In today’s episode of Operation: Thriving Marriage, we’re tackling one of the most misunderstood aspects of marriage: what intimacy really is, why it’s so important, and how couples can begin building it intentionally.
We believe one of the biggest problems in marriages today—especially in our Western culture—is that we’ve lost sight of what intimacy truly means. We often equate it with romance or sex, thinking if the physical side of the relationship is okay, the rest will follow. But that’s simply not true.
Romance and intimacy do form a powerful cycle—each can feed and support the other—but they are not the same thing. And when we make sex the goal of intimacy, we miss the depth of connection God designed marriage to have. In fact, misunderstanding intimacy often leads to disappointment, frustration, and emotional disconnection. Over time, that disconnection can become dangerous. It’s no coincidence that infidelity and lack of intimacy consistently top the list of reasons for divorce in the U.S. Most affairs aren’t just about sex—they’re about a longing to feel deeply known and emotionally connected.
So what’s the solution?
We believe it starts with redefining intimacy—not just by our own standards, but by God’s. A quick survey of the dictionary offers some helpful words: close, private, personal, deep knowledge. Emotional intimacy in marriage is all of those things. It’s about knowing your spouse and being known by them. It’s about vulnerability, honesty, and trust.
In the Bible, the phrase used to describe Adam and Eve in the garden is simple but profound: “naked and not ashamed.” That’s not just a reference to physical nakedness. It’s about being fully open, fully exposed—emotionally and spiritually—with nothing to hide and no fear of rejection. That’s the kind of intimacy God intends for marriage.
But here’s the key: emotional intimacy doesn’t happen by accident. It takes work. It takes intention. And it takes time.
In this episode, we share practical ways couples can build emotional intimacy, starting today:
- Have conversations that go beyond logistics—not just about work, kids, or household responsibilities, but about each other. How are you really doing? What are you dreaming about? What’s weighing on your heart?
- Talk about ideas, not just things. Discuss faith, purpose, fears, and goals. Real intimacy grows when you explore deeper waters together.
- Spend time together without distractions. Plan a date night. Take a walk. Or simply sit on the couch with no screens in front of you.
- Forgive each other quickly and completely. Nothing blocks intimacy like unresolved resentment.
- Have fun together. Laughter bonds hearts. Don’t underestimate the power of shared joy.
- Practice non-sexual touch—a hand on the shoulder, a kiss on the forehead, a long hug.
- Yes, make time for sex, but remember that in Hebrew, the euphemism for sex is “to know.” That speaks volumes about the level of intimacy God designed for the sexual relationship in marriage.
At the heart of it all, God intends for marriage to be the closest human relationship we experience.
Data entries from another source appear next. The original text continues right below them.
PR #3198, opened 2022-09-07
boards: linker: remove MPU alignment

bradjc:
As far as I know, the `MPU_MIN_ALIGN` alignment directive is very old in Tock, probably from a much simpler MPU implementation. I'm not sure why we still have it, as the MPU implementation should handle alignment, not the linker.

### Testing Strategy

I tested this on hail, and the MPU app memory code sets up the same regions before and after this change since the mpu implementation first sets the region to a power of two and then aligns to that region size.

### TODO or Help Wanted

Does this cause any issue for RISC-V platforms?

### Documentation Updated

### Formatting

- [x] Ran `make prepush`.


brghena (approved):
This makes sense to me. The start of app memory can be at any possible address, and then the kernel can decide from there where it actually wants to grab chunks and allocate them based on MPU requirements.

hudson-ayers:
Removing this would mean that `_sappmem` could be placed not aligned with an MPU region, such that the some portion of "app_memory" would not actually be usable for applications, which is semantically a bit weird, but I guess not a big deal.

I do think this would break anyone that statically places applications (cc @jettr / @a-pronin ) and uses our `kernel_layout.ld` as a starting point for that, but I suspect most users who do so would be using a modified copy our of our layout rather than including our layout and building on it.

bradjc:
> Removing this would mean that `_sappmem` could be placed not aligned with an MPU region, such that the some portion of "app_memory" would not actually be usable for applications, which is semantically a bit weird, but I guess not a big deal.

We could set the alignment to 256 bytes on cortex-m platforms, so that it is technically possible it could be used. However, that seems like something we would do since we already have the variable, and not something we would add if this variable had never existed.

hudson-ayers:
If `MPU_MIN_ALIGN` never existed, would `_sappmem` instead be named `_ekernelmem`? (since it doesn't actually show the location of the first app, just the last address used by the kernel). With this change, it seems like `_sappmem` and `_ezero` should always be the same address anyway.

bradjc:
> If `MPU_MIN_ALIGN` never existed, would `_sappmem` instead be named `_ekernelmem`? (since it doesn't actually show the location of the first app, just the last address used by the kernel). With this change, it seems like `_sappmem` and `_ezero` should always be the same address anyway.

We don't necessarily want to preclude users from putting in other sections by embedding assumptions about where app mem starts.

hudson-ayers (approved):
LGTM

ppannuto:
bors r+

I dug back in history a bit: it looks like this dates back to when userland was in this repo and built together, and it was used to place the beginning of applications. Definitely not needed now :)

Genesis 2 paints a beautiful picture of this connection: “That is why a man leaves his father and mother and is united with his wife, and they become one flesh. The man and his wife were both naked, but they were not ashamed.”
Emotional intimacy is about creating that kind of space in your marriage—where you are both fully known, fully loved, and never ashamed.
So ask yourself today: What can I do to build deeper emotional intimacy in my marriage? Because thriving marriages aren’t built on convenience or chemistry. They’re built on intentional connection—day by day, choice by choice.